Give the following records again in full and without alteration.

· · ·

PR #12338, opened 2020-06-27
feat(preheat):add preheat job

steven-zou:
- implement the preheat job
- add relevant UT case
- fix issue #12285

### DIFF
--- a/src/pkg/p2p/preheat/job.go
+++ b/src/pkg/p2p/preheat/job.go
@@ -1,0 +1,242 @@
+// Copyright Project Harbor Authors
+//
+// Licensed under the Apache License, Version 2.0 (the "License");
+// you may not use this file except in compliance with the License.
+// You may obtain a copy of the License at
+//
+//    http://www.apache.org/licenses/LICENSE-2.0
+//
+// Unless required by applicable law or agreed to in writing, software
+// distributed under the License is distributed on an "AS IS" BASIS,
+// WITHOUT WARRANTIES OR CONDITIONS OF ANY KIND, either express or implied.
+// See the License for the specific language governing permissions and
+// limitations under the License.
+
+package preheat
+
+import (
+	"time"
+
+	"github.com/goharbor/harbor/src/jobservice/job"
+	"github.com/goharbor/harbor/src/lib/errors"
+	"github.com/goharbor/harbor/src/pkg/p2p/preheat/models/provider"
+	pr "github.com/goharbor/harbor/src/pkg/p2p/preheat/provider"
+	"github.com/goharbor/harbor/src/pkg/p2p/preheat/provider/auth"
+)
+
+const (
+	// parameter keeps the preheating provider instance info.
+	preheatParamProvider = "provider"
+	// parameter keeps the preheating artifact (image) info.
+	preheatParamImage = "image"
+	// checkInterval indicates the interval of loop check.
+	checkInterval = 10 * time.Second
+	// checkTimeout indicates the overall timeout of the loop check.
+	checkTimeout = 1801 * time.Second
+)
+
+// Job preheats the given artifact(image) to the target preheat provider.
+type Job struct{}
+
+// MaxFails of preheat job. Don't need to retry.
+func (j *Job) MaxFails() uint {
+	return 1
+}
+
+// MaxCurrency indicates no limitation to the concurrency of preheat job.
+func (j *Job) MaxCurrency() uint {
+	return 0
+}
+
+// ShouldRetry indicates no need to retry preheat job as it's just for a cache purpose.
+func (j *Job) ShouldRetry() bool {
+	return false
+}
+
+// Validate the parameters of preheat job.
+func (j *Job) Validate(params job.Parameters) error {
+	_, err := parseParamProvider(params)
+	if err != nil {
+		return err
+	}
+
+	_, err = parseParamImage(params)
+
+	return err
+}
+
+// Run the preheat process.
+func (j *Job) Run(ctx job.Context, params job.Parameters) error {
+	// Get logger
+	myLogger := ctx.GetLogger()
+
+	// Parse parameters, ignore errors as they have been validated already
+	p, _ := parseParamProvider(params)
+	pi, _ := parseParamImage(params)
+
+	// Print related info to log first
+	myLogger.Infof(
+		"Preheating image '%s:%s' to the target preheat provider: %s %s:%s",
+		pi.ImageName,
+		pi.Tag,
+		p.Vendor,
+		p.Name,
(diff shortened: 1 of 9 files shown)


src/pkg/p2p/preheat/job.go
```diff
@@ -0,0 +1,225 @@
...
+
+const (
+	// parameter keeps the preheating provider instance info.
+	preheatParamProvider = "provider"
+	// parameter keeps the preheating artifact (image) info.
+	preheatParamImage = "image"
+	// checkInterval indicates the interval of loop check.
+	checkInterval = 10 * time.Second
+	// checkTimeout indicates the overall timeout of the loop check.
+	checkTimeout = 1801 * time.Second
```
chlins, line 35: I'm confused as to why checkTimeout use 1801, why add one seconds?

steven-zou: avoid the two time-signals coming at the same time. I remembered if they come at the same time, a random selection may happen. @chlins 

select{
  case <-tk.C:
  case <-tm.C:
}

src/pkg/p2p/preheat/job.go
```diff
@@ -0,0 +1,225 @@
...
+		return preheatJobRunningError(err)
+	}
+
+	myLogger.Infof("Get preheat provider driver: %s", p.Vendor)
+
+	// Start the preheat process
+	// First, check the health of the provider
+	h, err := d.GetHealth()
+	if err != nil {
+		return preheatJobRunningError(err)
```
mmpei, line 108: maybe we should record all error info in job log. so users can check the failure reason from UI.

mmpei, line 108: maybe we should record all error info in job log. so users can check the failure reason from UI.

src/pkg/p2p/preheat/job.go
```diff
@@ -0,0 +1,225 @@
...
+	return err
+}
+
+// Run the preheat process.
+func (j *Job) Run(ctx job.Context, params job.Parameters) error {
+	// Get logger
+	myLogger := ctx.GetLogger()
+
+	// Parse parameters, ignore errors as they have been validated already
+	p, _ := parseParamProvider(params)
```
mmpei, line 74: image that oneday somebody change the validate logic. this will be a risk.

src/pkg/p2p/preheat/job.go
```diff
@@ -0,0 +1,225 @@
...
+		select {
+		case <-tk.C:
+			s, err := d.CheckProgress(st.TaskID)
+			if err != nil {
+				myLogger.Error(err)
+				return preheatJobRunningError(err)
+			}
+
+			// Finished
+			if s.Status == provider.PreheatingStatusSuccess {
```
mmpei, line 150: Status will nerver be PreheatingStatusFail?

src/pkg/p2p/preheat/provider/preheat_image.go
```diff
@@ -0,0 +1,90 @@
...
+	"github.com/pkg/errors"
+)
+
+const (
+	// SupportedType indicates the supported preheating type 'image'.
+	SupportedType = "image"
+)
+
+// PreheatImage contains related information which can help providers to get/pull the images.
+type PreheatImage struct {
```
mmpei, line 30: PreheatImage is still in use? not Artifact?

src/pkg/p2p/preheat/job.go
steven-zou: ? I don't understand your concern.

The job.Validate() is called before running the job by the jobservice, so it's safe to ignore the error because here sharing the same validation func with the job.Validate() method.

src/pkg/p2p/preheat/job.go
steven-zou: You should check your Kraken driver logic. This is a specific logic for Kraken driver.

In the Kraken driver comments, if preheat is failed, an error will be returned. Otherwise, it will definitely return success.

src/pkg/p2p/preheat/provider/preheat_image.go
steven-zou: I change my mind. `Artifact` is too heavy for such a case and we need to do lots of changes. Preheat image is enough for such a case and we can avoid more changes and then save efforts.

src/pkg/p2p/preheat/job.go
steven-zou: correct, missing the logs here

steven-zou: correct, missing the logs here

src/pkg/p2p/preheat/job.go
steven-zou: Anyway, enhance the logic for more flexible cases in the future

src/pkg/p2p/preheat/job.go
mmpei: i mean that we should keep the code independent. this will avoid the rist when the dependency changed.

mmpei: i mean that we should keep the code independent. this will avoid the rist when the dependency changed.

src/pkg/p2p/preheat/job.go
mmpei: it is not related to Kraken but the design. we have designed two final status PreheatingStatusSuccess and PreheatingStatusFail. so we should check these two status both here.

steven-zou: I totally understood. So far, this specific logic actually is only for Kraken case as Dragonfly will never return other statuses(it will return `pending`). Kraken will return error or non-error and Success.

Anyway, enhance the logic to support the original design.

steven-zou: Dragonfly: error or non-error & pending status

```go
bytes, err := client.GetHTTPClient(dd.instance.Insecure).Post(url, dd.getCred(), preheatingImage, nil)
	if err != nil {
		return nil, err
	}

	result := &dragonflyPreheatCreateResp{}
	if err := json.Unmarshal(bytes, result); err != nil {
		return nil, err
	}

	return &PreheatingStatus{
		TaskID: result.ID,
		Status: provider.PreheatingStatusPending, // default
	}, nil
```

Kraken: error & non-error & PreheatingStatusSuccess

```go
_, err = client.GetHTTPClient(kd.instance.Insecure).Post(url, kd.getCred(), payload, nil)
	if err != nil {
		return nil, err
	}

	return &PreheatingStatus{
		TaskID:     eventID,
		Status:     provider.PreheatingStatusSuccess,
		FinishTime: time.Now().String(),
	}, nil
```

· · ·

■ Your solution:
PR #12338, opened 2020-06-27
feat(preheat):add preheat job

steven-zou:
- implement the preheat job
- add relevant UT case
- fix issue #12285

### DIFF
--- a/src/pkg/p2p/preheat/job.go
+++ b/src/pkg/p2p/preheat/job.go
@@ -1,0 +1,242 @@
+// Copyright Project Harbor Authors
+//
+// Licensed under the Apache License, Version 2.0 (the "License");
+// you may not use this file except in compliance with the License.
+// You may obtain a copy of the License at
+//
+//    http://www.apache.org/licenses/LICENSE-2.0
+//
+// Unless required by applicable law or agreed to in writing, software
+// distributed under the License is distributed on an "AS IS" BASIS,
+// WITHOUT WARRANTIES OR CONDITIONS OF ANY KIND, either express or implied.
+// See the License for the specific language governing permissions and
+// limitations under the License.
+
+package preheat
+
+import (
+	"time"
+
+	"github.com/goharbor/harbor/src/jobservice/job"
+	"github.com/goharbor/harbor/src/lib/errors"
+	"github.com/goharbor/harbor/src/pkg/p2p/preheat/models/provider"
+	pr "github.com/goharbor/harbor/src/pkg/p2p/preheat/provider"
+	"github.com/goharbor/harbor/src/pkg/p2p/preheat/provider/auth"
+)
+
+const (
+	// parameter keeps the preheating provider instance info.
+	preheatParamProvider = "provider"
+	// parameter keeps the preheating artifact (image) info.
+	preheatParamImage = "image"
+	// checkInterval indicates the interval of loop check.
+	checkInterval = 10 * time.Second
+	// checkTimeout indicates the overall timeout of the loop check.
+	checkTimeout = 1801 * time.Second
+)
+
+// Job preheats the given artifact(image) to the target preheat provider.
+type Job struct{}
+
+// MaxFails of preheat job. Don't need to retry.
+func (j *Job) MaxFails() uint {
+	return 1
+}
+
+// MaxCurrency indicates no limitation to the concurrency of preheat job.
+func (j *Job) MaxCurrency() uint {
+	return 0
+}
+
+// ShouldRetry indicates no need to retry preheat job as it's just for a cache purpose.
+func (j *Job) ShouldRetry() bool {
+	return false
+}
+
+// Validate the parameters of preheat job.
+func (j *Job) Validate(params job.Parameters) error {
+	_, err := parseParamProvider(params)
+	if err != nil {
+		return err
+	}
+
+	_, err = parseParamImage(params)
+
+	return err
+}
+
+// Run the preheat process.
+func (j *Job) Run(ctx job.Context, params job.Parameters) error {
+	// Get logger
+	myLogger := ctx.GetLogger()
+
+	// Parse parameters, ignore errors as they have been validated already
+	p, _ := parseParamProvider(params)
+	pi, _ := parseParamImage(params)
+
+	// Print related info to log first
+	myLogger.Infof(
+		"Preheating image '%s:%s' to the target preheat provider: %s %s:%s",
+		pi.ImageName,
+		pi.Tag,
+		p.Vendor,
+		p.Name,
(diff shortened: 1 of 9 files shown)


src/pkg/p2p/preheat/job.go
```diff
@@ -0,0 +1,225 @@
...
+
+const (
+	// parameter keeps the preheating provider instance info.
+	preheatParamProvider = "provider"
+	// parameter keeps the preheating artifact (image) info.
+	preheatParamImage = "image"
+	// checkInterval indicates the interval of loop check.
+	checkInterval = 10 * time.Second
+	// checkTimeout indicates the overall timeout of the loop check.
+	checkTimeout = 1801 * time.Second
```
chlins, line 35: I'm confused as to why checkTimeout use 1801, why add one seconds?

steven-zou: avoid the two time-signals coming at the same time. I remembered if they come at the same time, a random selection may happen. @chlins 

select{
  case <-tk.C:
  case <-tm.C:
}

src/pkg/p2p/preheat/job.go
```diff
@@ -0,0 +1,225 @@
...
+		return preheatJobRunningError(err)
+	}
+
+	myLogger.Infof("Get preheat provider driver: %s", p.Vendor)
+
+	// Start the preheat process
+	// First, check the health of the provider
+	h, err := d.GetHealth()
+	if err != nil {
+		return preheatJobRunningError(err)
```
mmpei, line 108: maybe we should record all error info in job log. so users can check the failure reason from UI.

mmpei, line 108: maybe we should record all error info in job log. so users can check the failure reason from UI.

src/pkg/p2p/preheat/job.go
```diff
@@ -0,0 +1,225 @@
...
+	return err
+}
+
+// Run the preheat process.
+func (j *Job) Run(ctx job.Context, params job.Parameters) error {
+	// Get logger
+	myLogger := ctx.GetLogger()
+
+	// Parse parameters, ignore errors as they have been validated already
+	p, _ := parseParamProvider(params)
```
mmpei, line 74: image that oneday somebody change the validate logic. this will be a risk.

src/pkg/p2p/preheat/job.go
```diff
@@ -0,0 +1,225 @@
...
+		select {
+		case <-tk.C:
+			s, err := d.CheckProgress(st.TaskID)
+			if err != nil {
+				myLogger.Error(err)
+				return preheatJobRunningError(err)
+			}
+
+			// Finished
+			if s.Status == provider.PreheatingStatusSuccess {
```
mmpei, line 150: Status will nerver be PreheatingStatusFail?

src/pkg/p2p/preheat/provider/preheat_image.go
```diff
@@ -0,0 +1,90 @@
...
+	"github.com/pkg/errors"
+)
+
+const (
+	// SupportedType indicates the supported preheating type 'image'.
+	SupportedType = "image"
+)
+
+// PreheatImage contains related information which can help providers to get/pull the images.
+type PreheatImage struct {
```
mmpei, line 30: PreheatImage is still in use? not Artifact?

src/pkg/p2p/preheat/job.go
steven-zou: ? I don't understand your concern.

The job.Validate() is called before running the job by the jobservice, so it's safe to ignore the error because here sharing the same validation func with the job.Validate() method.

src/pkg/p2p/preheat/job.go
steven-zou: You should check your Kraken driver logic. This is a specific logic for Kraken driver.

In the Kraken driver comments, if preheat is failed, an error will be returned. Otherwise, it will definitely return success.

src/pkg/p2p/preheat/provider/preheat_image.go
steven-zou: I change my mind. `Artifact` is too heavy for such a case and we need to do lots of changes. Preheat image is enough for such a case and we can avoid more changes and then save efforts.

src/pkg/p2p/preheat/job.go
steven-zou: correct, missing the logs here

steven-zou: correct, missing the logs here

src/pkg/p2p/preheat/job.go
steven-zou: Anyway, enhance the logic for more flexible cases in the future

src/pkg/p2p/preheat/job.go
mmpei: i mean that we should keep the code independent. this will avoid the rist when the dependency changed.

mmpei: i mean that we should keep the code independent. this will avoid the rist when the dependency changed.

src/pkg/p2p/preheat/job.go
mmpei: it is not related to Kraken but the design. we have designed two final status PreheatingStatusSuccess and PreheatingStatusFail. so we should check these two status both here.

steven-zou: I totally understood. So far, this specific logic actually is only for Kraken case as Dragonfly will never return other statuses(it will return `pending`). Kraken will return error or non-error and Success.

Anyway, enhance the logic to support the original design.

steven-zou: Dragonfly: error or non-error & pending status

```go
bytes, err := client.GetHTTPClient(dd.instance.Insecure).Post(url, dd.getCred(), preheatingImage, nil)
	if err != nil {
		return nil, err
	}

	result := &dragonflyPreheatCreateResp{}
	if err := json.Unmarshal(bytes, result); err != nil {
		return nil, err
	}

	return &PreheatingStatus{
		TaskID: result.ID,
		Status: provider.PreheatingStatusPending, // default
	}, nil
```

Kraken: error & non-error & PreheatingStatusSuccess

```go
_, err = client.GetHTTPClient(kd.instance.Insecure).Post(url, kd.getCred(), payload, nil)
	if err != nil {
		return nil, err
	}

	return &PreheatingStatus{
		TaskID:     eventID,
		Status:     provider.PreheatingStatusSuccess,
		FinishTime: time.Now().String(),
	}, nil
```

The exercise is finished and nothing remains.